Departments of Medical Oncology and Pathology; Johns Hopkins University; Baltimore, MD USA; Department of Medicine; Division of Clinical Pharmacology; Johns Hopkins University; Baltimore, MD USA.
Department of Surgery; Division of Surgical Research; The Jefferson Pancreas, Biliary, and Related Cancer Center; Jefferson Medical College; Thomas Jefferson University; Philadelphia, PA USA.
Cancer Biol Ther. 2014 Jun 1;15(6):688-98. doi: 10.4161/cbt.28413. Epub 2014 Mar 11.
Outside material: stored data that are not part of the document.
PR #403, opened 2023-10-10
Crl/drag to resize

haxxmaxx:


src/pivot-table/hooks/use-selections-model.ts
```diff
@@ -66,7 +70,11 @@ export default function useSelectionsModel(
   );
 
   const select = useCallback(
-    (qType: EngineAPI.NxSelectionCellType, qRow: number, qCol: number) => async () => {
+    (qType: EngineAPI.NxSelectionCellType, qRow: number, qCol: number) => async (evt: React.MouseEvent) => {
+      if ((evt.target as HTMLElement)?.className.includes("sn-pivot-table-column-adjuster")) {
```
haxxmaxx, line 74: Not sure if this is the place to check for this, but need to cancel selection if the event comes from the adjuster

src/pivot-table/data/helpers/create-cell.ts
```diff
@@ -83,6 +84,7 @@ const createCell = (
     isEmpty: node.qType === NxDimCellType.NX_DIM_CELL_EMPTY,
     isNull: node.qType === NxDimCellType.NX_DIM_CELL_NULL,
     isPseudoDimension: node.qType === NxDimCellType.NX_DIM_CELL_PSEUDO,
+    isPseudoDimensionBefore: !!(parent?.isPseudoDimensionBefore || parent?.isPseudoDimension),
```
haxxmaxx, line 87: This information is kind of already on the cell. You can search up the parents and see if anyone is pseudo, but this skipes that loop

src/pivot-table/components/cells/utils/should-render-column-adjuster.ts
```diff
@@ -0,0 +1,5 @@
+import type { Cell } from "../../../../types/types";
+
+export default function shouldRenderColumnAdjuster(cell: Cell, isActive: boolean) {
```
haxxmaxx, line 3: went back and forth on this. I'd prefer if ColumnAdjuster took care of its own render condition. The thing is if we add <ColumnAdjuster> to all dimension and pseudo dimension cells, there is a useEffect that runs on all of them, so I went with just not rendering it at all. The logic for rendering it will become more complex when it is added to the header grid

src/pivot-table/components/cells/styles.tsx
```diff
@@ -68,3 +68,34 @@ export const StyledLabel = styled("div", {
...
+  height: "100%",
+  top: 0,
+  left: `100%`,
+  cursor: "col-resize",
+  // last column padding, other double padding + border
+  width: `${isLastColumn ? 4 : 9}px`,
+  justifyContent: isLastColumn ? "flex-end" : "center",
+  "&&:hover:not(:focus, :active)": {
+    "& .sn-pivot-table-column-adjuster-border": {
+      background: "#D9D9D9",
```
cbt1, line 86: `background` probably needs to be a bit more dynamic. As some cell might have this exact color or something other color which will give low contrast.

src/pivot-table/components/cells/styles.tsx
```diff
@@ -68,3 +68,34 @@ export const StyledLabel = styled("div", {
   fontSize,
   fontFamily,
 }));
+
+export const AdjusterHitArea = styled(Box, {
```
cbt1, line 72: Any value in having this being a `Box` instead of just `"div"`?

src/pivot-table/data/helpers/create-cell.ts
cbt1: Consider renaming it to `isAncestorPseudoDimesion` as that seem to be exactly the kind of value it holds?

src/pivot-table/components/cells/ColumnAdjuster.tsx
```diff
@@ -0,0 +1,76 @@
...
+
+/**
+ * Component that is placed on top of column border, to resize the columns.
+ * When you start dragging, mouse move and mouse up listeners are added.
+ * While dragging this components follows the pointer, and on mouse up all column widths are updated.
+ */
+const ColumnAdjuster = ({ cell, columnWidth, dataModel }: AdjusterProps) => {
+  const [internalWidth, setInternalWidth] = useState(columnWidth);
+  const tempWidth = useRef({ initWidth: 0, columnWidth: 0, initX: 0 });
+  const LEFT_ADJUSTMENT = CELL_PADDING + GRID_BORDER;
```
cbt1, line 24: This can be declared outside the component

src/pivot-table/components/cells/ColumnAdjuster.tsx
```diff
@@ -0,0 +1,76 @@
...
+  };
+
+  const handleDoubleClick = () => dataModel?.applyColumnWidth({ type: ColumnWidthType.FitToContent }, cell);
+
+  return (
+    <AdjusterHitArea
+      style={{ left: internalWidth - LEFT_ADJUSTMENT }}
+      isLastColumn={false}
+      className="sn-pivot-table-column-adjuster"
+      key={`adjuster-${cell.x}`}
```
cbt1, line 67: Would think this will cause duplicate keys when you also have the component in the "LeftGrid"

cbt1:
FYI: Dragging in last column when all columns dont fill up the whole chart does not render the "ColumnAdjuster"

https://github.com/qlik-oss/sn-pivot-table/assets/16608020/51bcfc1d-0873-4e35-b49e-90ca0a565c22

src/pivot-table/components/cells/ColumnAdjuster.tsx
```diff
@@ -0,0 +1,76 @@
...
+      initX: evt.clientX,
+      initWidth: columnWidth,
+      columnWidth,
+    };
+
+    document.addEventListener("mousemove", mouseMoveHandler);
+    document.addEventListener("mouseup", mouseUpHandler);
+  };
+
+  const handleDoubleClick = () => dataModel?.applyColumnWidth({ type: ColumnWidthType.FitToContent }, cell);
```
cbt1, line 60: Love this one, feels really nice to use ❤️‍🔥

cbt1:
Minor stuff but the "Adjuster" is "blinking/flashing" a bit when you drag it fast. Also the "Adjuster" disappear if you move outside the row.

https://github.com/qlik-oss/sn-pivot-table/assets/16608020/12302005-99dd-4953-8800-169f42b789a1

src/pivot-table/components/cells/ColumnAdjuster.tsx
haxxmaxx: yes, there is already a key warning now when you mention it, I should look at that

src/pivot-table/components/cells/styles.tsx
haxxmaxx: nope, just copy pasta from sn-table. Maybe should be div for consistency in the repo

src/pivot-table/components/cells/styles.tsx
haxxmaxx: true, you have logic for that somewhere right?

cbt1: Thinking some more about it. When the dimension has background color by expression, the color can be different for each cell. That case is probably not worth trying to handling, but if the cell is getting its color from the `StyleService`, it's going to be the same for all cells. In that case case you could use the `getHoverColor()` from the utils repo to get a contrasting color.

cbt1: But I'd say lets handle that special case in a different PR

src/pivot-table/data/helpers/create-cell.ts
haxxmaxx: Ah was looking for the correct term, thanks

src/pivot-table/components/cells/ColumnAdjuster.tsx
haxxmaxx: Thank microsoft for inventing it and edvard for implementing it in the old table I guess ;)

src/pivot-table/components/cells/styles.tsx
haxxmaxx: yeah exactly, this component need to contrast two different backgrounds potentially. I'll write it down

src/pivot-table/components/cells/ColumnAdjuster.tsx
haxxmaxx: I don't see that warning anymore. I'll wait with adjusting the key when I add it to the header grid.

haxxmaxx:
> Minor stuff but the "Adjuster" is "blinking/flashing" a bit when you drag it fast. Also the "Adjuster" disappear if you move outside the row.

the flickering is there in sn-table as well. Would be nice if we can get rid of it. Right now we control the cursor by setting the css for hover over the border. When the border doesn't keep up, you get the other pointer. I can look at it but not sure how to change it. or just optimize it so there is no lag...

The dissaperence isnt great, I'll look at that too

src/pivot-table/hooks/use-data-model.ts
```diff
@@ -68,15 +82,53 @@ export default function useDataModel({ model, nextPageHandler, pageInfo }: UseDa
...
+          }
+        : {
+            qPath,
+            qOp: "Add" as EngineAPI.NxPatchOpType,
+            qValue: JSON.stringify(newColumnWidth),
+          };
+
+      // typescript doesn't like unresolved promises, so we have to do a no-op then
+      // there is nothing that needs to happen after this, so no need for the function to be async
+      model?.applyPatches([patch], true).then(
```
cbt1, line 114: I think you can do `await model?.applyPatches([patch], true);` instead

haxxmaxx: That makes this function async, then the function we use for mouseup becomes async, and then I get a type error

cbt1: Odd I did not get the type error when I tested it. Did you get the error in VSC and/or from `yarn types:check`

haxxmaxx: good question, I can try it again

haxxmaxx: it is a lint issue. I could just ignore it on this line then no function would be async

src/pivot-table/components/cells/ColumnAdjuster.tsx
```diff
@@ -0,0 +1,77 @@
...
+/**
+ * Component that is placed on top of column border, to resize the columns.
+ * When you start dragging, mouse move and mouse up listeners are added.
+ * While dragging this components follows the pointer, and on mouse up all column widths are updated.
+ */
+const ColumnAdjuster = ({ cell, columnWidth, dataModel }: AdjusterProps) => {
+  const [internalWidth, setInternalWidth] = useState(columnWidth);
+  const tempWidth = useRef({ initWidth: 0, columnWidth: 0, initX: 0 });
+
+  useEffect(() => setInternalWidth(columnWidth), [columnWidth]);
```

Deoxycytidine kinase (dCK) and human antigen R (HuR) have been associated with response to gemcitabine in small studies. The present study investigates the prognostic and predictive value of dCK and HuR expression levels for sensitivity to gemcitabine and 5-fluorouracil (5-FU) in a large phase III adjuvant trial with chemoradiation backbone in pancreatic ductal adenocarcinoma (PDA). The dCK and HuR expression levels were determined by immunohistochemistry on a tissue microarray of 165 resected PDAs from the Radiation Therapy Oncology Group (RTOG) 9704 trial. Association with overall survival (OS) and disease-free survival (DFS) status were analyzed using the log-rank test and the Cox proportional hazards model. Experiments with cultured PDA cells were performed to explore mechanisms linking dCK and HuR expression to drug sensitivity. dCK expression levels were associated with improved OS for all patients analyzed from RTOG 9704 (HR: 0.66, 95% CI [0.47-0.93], P = 0.015). In a subset analysis based on treatment arm, the effect was restricted to patients receiving 5-FU (HR: 0.53, 95% CI [0.33-0.85], P = 0.0078). Studies in cultured cells confirmed that dCK expression rendered cells more sensitive to 5-FU. HuR cytoplasmic expression was neither prognostic nor predictive of treatment response. Previous studies along with drug sensitivity and biochemical studies demonstrate that radiation interferes with HuR's regulatory effects on dCK, and could account for the negative findings herein based on the clinical study design (i.e., inclusion of radiation). Finally, we demonstrate that 5-FU can increase HuR function by enhancing HuR translocation from the nucleus to the cytoplasm, similar to the effect of gemcitabine in PDA cells. For the first time, in the pre-treatment tumor samples, dCK and HuR cytoplasmic expression were strongly correlated (chi-square P = 0.015). This dual-institutional follow up study, in a multi-institutional PDA randomized clinical trial, observed that dCK expression levels were prognostic and had predictive value for sensitivity to 5-FU.
脱氧胞苷激酶 (dCK) 和人抗原 R (HuR) 在小型研究中与吉西他滨反应相关。本研究调查了 dCK 和 HuR 表达水平对大型 III 期辅助化疗联合放化疗的胰腺导管腺癌 (PDA) 患者吉西他滨和 5-氟尿嘧啶 (5-FU) 敏感性的预后和预测价值。在 RTOG 9704 试验的组织微阵列上,通过免疫组织化学法测定 165 例 RTOG 9704 试验切除的 PDAs 的 dCK 和 HuR 表达水平。使用对数秩检验和 Cox 比例风险模型分析与总生存期 (OS) 和无病生存期 (DFS) 状态的相关性。进行了培养的 PDA 细胞实验,以探讨将 dCK 和 HuR 表达与药物敏感性联系起来的机制。从 RTOG 9704 分析的所有患者中,dCK 表达水平与 OS 改善相关 (HR:0.66,95%CI[0.47-0.93],P=0.015)。基于治疗臂的亚组分析,这种作用仅限于接受 5-FU 的患者 (HR:0.53,95%CI[0.33-0.85],P=0.0078)。培养细胞的研究证实,dCK 表达使细胞对 5-FU 更敏感。HuR 细胞质表达既不是预后指标,也不是治疗反应的预测指标。先前的研究以及药物敏感性和生化研究表明,放射干扰 HuR 对 dCK 的调节作用,并且基于临床研究设计 (即包括放射治疗),可以解释这里的阴性结果。最后,我们证明 5-FU 可以通过增强 HuR 从核到细胞质的易位来增强 HuR 的功能,这类似于吉西他滨在 PDA 细胞中的作用。首次在治疗前肿瘤样本中,dCK 和 HuR 细胞质表达呈强相关性 (卡方 P=0.015)。这项在多机构 PDA 随机临床试验中的双重机构随访研究观察到,dCK 表达水平与 5-FU 敏感性的预后和预测价值相关。